## [GOAL OF THE EXERCISE]
Reproduce only the lines from the line containing "and exclusive fullscreen." to the end of the entries below, including both of those lines.

——————

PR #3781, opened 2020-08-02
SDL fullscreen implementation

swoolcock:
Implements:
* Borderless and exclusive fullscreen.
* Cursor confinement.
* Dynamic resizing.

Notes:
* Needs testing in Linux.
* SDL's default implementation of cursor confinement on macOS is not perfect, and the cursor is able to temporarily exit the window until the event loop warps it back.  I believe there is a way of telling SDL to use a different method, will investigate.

——————

## [YOUR RESPONSE]
* Borderless and exclusive fullscreen.
* Cursor confinement.
* Dynamic resizing.

Notes:
* Needs testing in Linux.
* SDL's default implementation of cursor confinement on macOS is not perfect, and the cursor is able to temporarily exit the window until the event loop warps it back.  I believe there is a way of telling SDL to use a different method, will investigate.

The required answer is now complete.